2-Formation of citrulline This step occurs in mitochondria. It is catalyzed by ornithine transcarbamoylase
3-Formation of argininosuccinate This step occurs in cytoplasm. It is catalyzed by agininosuccinate synthetase . It utilizes one ATP
4- Cleavage of argininosuccinate This step occurs in cytoplasm. It is catalyzed by argininosuccinase enzyme Argininosuccinate is cleaved into arginine and fumarate Fumarate produced is used to regenerate aspartic acid again
5-Cleavage of arginine This step occurs in cytoplasm It is catalyzed by arginase enzyme Arginine is cleaved to urea and ornithine
Regulation of urea cycle 1. Achieved by linkage of mitochondrial glutamate dehydrogenase with carbamoyl-P-synthetase I. 2. Carbamoyl-P-synthetase I is thought to act in conjunction with mitochondrial glutamate dehydrogenase to channelise nitrogen from glutamate and,therefore, from all amino acids as NH3 and then through carbamoyl-P and thus finally to urea. 3. Though the equilibrium constant of the glutamate dehydrogenase reaction favours glutamate formation rather than formation of NH3, but removal of NH3 by the carbamoyl-P-synthetase I reaction and oxidation of α-ketoglutarate by TCA cycle favours the glutamate catabolism. 4. The above effect is favoured by the presence of ATP, which in addition to being a requirement for carbamoyl-P-synthetase I reaction, it also stimulates Glutamate dehydrogenase activity unidirectionally in the direction of NH3 formation
Relationship Between Urea Cycle and Citric Acid Cycle 1-CO2 needed for urea synthesis is mostly produced from citric acid cycle 2-Ammonia used for carbamoyl phosphate synthesis (in mitochondria) is derived from glutamic acid by glutamate dehydrogenase enzyme 3-Fumarate produced by urea cycle can be converted into oxalacetic acid by citric acid cycle 4-Aspartic acid used in urea cycle is formed from oxalacetic by transamination with glutamic acid by AST (GOT) enzyme 5-ATP needed for urea cycle is derived from citric acid cycle
Clinical significance of urea 1-Normal level: the normal concentration of blood plasma in healthy adult ranges from 20-40 mg/dl 2- Increase levels Increases in blood urea may occur in a number of diseases in addition to those in which the kidneys are primarily involved. The causes can be classified as: • Prerenal, • Renal, and • Postrenal
Prerenal Most important are conditions in which plasma vol / body-fluid are reduced: • Salt and water depletion, • Severe and protracted vomiting as in pyloric and intestinal obstruction, • Severe and prolonged diarrhea, • Pyloric stenosis with severe vomiting, • Haematemesis, • Haemorrhage and shock; shock due to severe burns, • Ulcerative colitis with severe chloride loss, • In crisis of Addison’s disease (hypoadrenalism).
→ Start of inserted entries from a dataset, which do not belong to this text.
PR #287, opened 2025-08-10
Updated 2x2 thresholds

jaafar-chakrani:
2x2 thresholds are updated to take into account pre-beam run tunings. 

These are the thresholds used in MR6.4: 
old_thresholds

And below are the updated thresholds:
new_thresholds


krwood:
Just a small clarification for the record: At the time of writing we have not run the larnd-sim stage of MR6.5. The "old threshold" Jaafar shows in his first plot were the ones used in *MR6.4*.

krwood:
@jaafar-chakrani there was also a report from @seg188 that there seems to be a tile swap somewhere in the threshold application. I think it was tiles 7 and 8 on io_group 6. @seg188 can you comment on your observations and whether you think there needs to be something changed in larnd-sim or elsewhere?

diaza:
@krwood 
> @jaafar-chakrani there was also a report from @seg188 that there seems to be a tile swap somewhere in the threshold application. I think it was tiles 7 and 8 on io_group 6. @seg188 can you comment on your observations and whether you think there needs to be something changed in larnd-sim or elsewhere?

I've resolved this issue in this PR https://github.com/DUNE/ndlar_flow/pull/205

(b) Renal The blood urea can be increased in all forms of kidney diseases like: • In acute glomerulonephritis. • In early stages of type II nephritis (nephrosis) the blood urea may not be increased, but in later stages with renal failure, blood urea rises. • Other conditions are malignant nephrosclerosis, chronic pyelonephritis and mercurial poisoning. • In diseases such as hydronephrosis, renal tuberculosis; small increases are seen but depends on extent of kidney damage.
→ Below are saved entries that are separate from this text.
PR #289, opened 2025-08-28
Hotfix backtracking fix

diaza:
This PR corrects the backtracking issues observed by Bruce Howard  in the initial MR6.5 spin. He observed that there were many hits without any backtracked segments. Here is the Slack [link](https://dunescience.slack.com/archives/C0496EJK59D/p1756154331847469) to his post, and I've attached his slide. 
[2x2_MiniRun_Comparison.pdf](https://github.com/user-attachments/files/22033838/2x2_MiniRun_Comparison.pdf)

The issue was traced first to bad `current_fractions` (Slack link [here](https://dunescience.slack.com/archives/C0496EJK59D/p1756272257800459)) and ultimately to `pixels_tracks_signals` ([here](https://github.com/DUNE/larnd-sim/blob/1ba10107de3192f020de5ec36e8c14a3668c25c9/cli/simulate_pixels.py#L1231)) being filled in incorrectly. 

This was tested by comparing `pixels_tracks_signals` and `pixels_signals`. `pixels_signals` (shape (#pixels, #ticks))gives the combined induced signal on each pixel. `pixels_tracks_signals` (a 1D array which can be conceptualized as a jagged array of shape (#ticks, #pixels, #segments), where #segments is the jagged component) gives the induced signal on each pixel from each segment. Therefore `pixels_tracks_signals` can be compared with `pixels_signals` to check if it is being filled in properly. 

[After](https://github.com/DUNE/larnd-sim/blob/1ba10107de3192f020de5ec36e8c14a3668c25c9/cli/simulate_pixels.py#L1239) `sum_pixel_signals`, I collapse `pixels_signals` and `pixels_tracks_signals` so that it gives me the total induced signal on each pixel and print that out (code pasted below for reference)
```python
                 print("pixel_signals\n", pixels_signals.sum(axis=-1))                                               
                                                                                                                     
                 a = pixels_tracks_signals.get()                                                                     
                 a = np.reshape(a, (signals_ticks_t0, int(num_backtrack.sum())))                                     
                 bt  = cp.append(offset_backtrack, [offset_backtrack[-1] + num_backtrack[-1]])                       
                 bt = bt.get()                                                                                       
                 a = [ a[:, bt[i]:bt[i+1]].sum(axis=-1) for i in range(len(bt)-1)]                                   
                 a = np.array(a)                                                                                     
                 print("\n pixels_tracks_signals\n", a.sum(axis=-1))
```
An example output is pasted below, showing inconsistencies. 
```
pixel_signals:
 [ 0.94027581 -3.17951654  0.72214372 ...  0.          0.
  0.        ]

 pixels_tracks_signals:
 [ -1.01580912  -9.14673328 -26.20556638 ...   0.40930901  -0.27295125
   0.34227214]
```

The issue comes from [this](https://github.com/DUNE/larnd-sim/blob/1ba10107de3192f020de5ec36e8c14a3668c25c9/cli/simulate_pixels.py#L1241) line, where the `t0` added back in is being passed in as 
`cp.array(selected_tracks['t0'])`
when it should be `cp.array(selected_tracks['t0']/detector.TIME_SAMPLING, dtype = int)`. When `pixels_tracks_signals` is being filled, the incorrect `track_t0` [here](https://github.com/DUNE/larnd-sim/blob/1ba10107de3192f020de5ec36e8c14a3668c25c9/larndsim/detsim.py#L258) will put the starting index in the wrong location. The wrong scale will shift the start of the signal down by a factor of 10, and non-integer `track_t0` will place `base_idx` in the middle of the conceptual (pixel, segment) sub-array, instead of the beginning. (I can go in more detail if someone would like).

 With the commits above, the output is now 
 ```
pixel_signals
 [ 0.94027581 -3.17951654  0.72214372 ...  0.          0.
  0.        ]

 pixels_tracks_signals
 [ 0.94027581 -3.17951654  0.72214372 ...  0.          0.
  0.        ]
```

### DIFF
--- a/cli/simulate_pixels.py
+++ b/cli/simulate_pixels.py
@@ -1191,6 +1191,9 @@ def run_simulation(input_filename,
                 
                 # Now directly map neighboring_pixels to pixel indices using lookup
                 pixel_index_map = pix_lookup[neighboring_pixels]
+                # Some elements of neighboring_pixels can have values of -1.
+                # We want to make sure these pixels are also removed in pixel_index_map.`
+                pixel_index_map[neighboring_pixels==-1] = -1
                 RangePop()
 
                 RangePush("track_pixel_map")
--- a/cli/simulate_pixels.py
+++ b/cli/simulate_pixels.py
@@ -1238,7 +1238,7 @@ def run_simulation(input_filename,
 
                 detsim.sum_pixel_signals[BPG,TPB](pixels_signals,
                                                   signals,
-                                                  cp.array(selected_tracks['t0']),
+                                                  cp.array(selected_tracks['t0']/detector.TIME_SAMPLING, dtype = int),
                                                   pixel_index_map,
                                                   track_pixel_map,
                                                   pixels_tracks_signals,
--- a/cli/simulate_pixels.py
+++ b/cli/simulate_pixels.py
@@ -1223,7 +1223,7 @@ def run_simulation(input_filename,
                 # num_backtrack[ipix] is the number of segments contributing to the pixel
                 num_backtrack = cp.sum(track_pixel_map != -1, axis=-1)
                 # pixels_tracks_signals is a jagged array of conceptual dimension
-                # (#unique_pix, #ticks, backtracked_segments)
+                # (#ticks, #unique_pix, backtracked_segments)
                 # where the final axis (over segments) is jagged.
                 # Physically it's represented as a 1D array where the time index
                 # increments the slowest, followed by the pixel index, followed
--- a/larndsim/detsim.py
+++ b/larndsim/detsim.py
@@ -125,6 +125,7 @@ def tracks_current_mc(signals, pixels, tracks, response, rng_states):
     if itrk < signals.shape[0] and ipix < signals.shape[1] and it < signals.shape[2]:
         t = tracks[itrk]
         pID = pixels[itrk][ipix]
+        if pID < 0 : return
         pID_x, pID_y, pID_plane = id2pixel(pID)
 
         if pID_x >= 0 and pID_y >= 0:


krwood:
Very interesting and a great catch Alex! This seems like a pretty important bug that has somehow snuck by until now. I wonder if this is also responsible for some of the strange behavior we've been seeing for signals near the anode (cc @russellphysics). Could potentially also have an impact on @Rossd437 's electron lifetime extraction?

diaza:
Hey @krwood. I actually don't think this should have affected things pre-MR6.5. @YifanC can correct me, but this "t0 padding" (explained below) was introduced in the recent PR `small_fixes` ("small" is an understatement). 

Regarding t0 padding, this was a memory saving technique by Yifan to not bother creating time ticks in the `signals` array (a very chunky array) for the time between the trigger and the deposition of the first segment. These ticks have to be added in later, which is where the bug was introduced. 

 I've got another bug I found I want to fix. After that I'll make the validation plots and tag some people.

YifanC:
Oops, sorry... Thank you @diaza! Definitely a easter bug I planted... I didn't test it extensively, sorry (Perhaps good reasons to have CI tests..)
@krwood The error should only affect MR6.5 and nothing before.

diaza:
I pushed two more commits. 
I add [this](https://github.com/DUNE/larnd-sim/blob/d57088bd64f190f8503bc398cfe94501035517e9/larndsim/detsim.py#L128) filter in `tracks_current_mc`, since it would still run if pID = -1 and fill (I think) in the `pID_x = detector.N_PIXELS[0] - 1` and `pID_y = detector.N_PIXELS[1] - 1`. Without this fix (and the one [here](https://github.com/DUNE/larnd-sim/blob/d57088bd64f190f8503bc398cfe94501035517e9/cli/simulate_pixels.py#L1196)), I was getting a few extra hits that was messing with my validations.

c) Postrenal Diseases These lead to increase in blood urea, when there is obstruction to urine flow. Causes: • Enlargement of prostate, • Stones in urinary tract, • Stricture of the urethra, • Tumors of the bladder affecting urinary flow. Note Increase in blood urea above normal is called uraemia.
3- Decreased levels: are rare, but may be seen in: • some cases of severe liver damage. • physiological condition: blood urea is lower in pregnancy than in normal non pregnant women.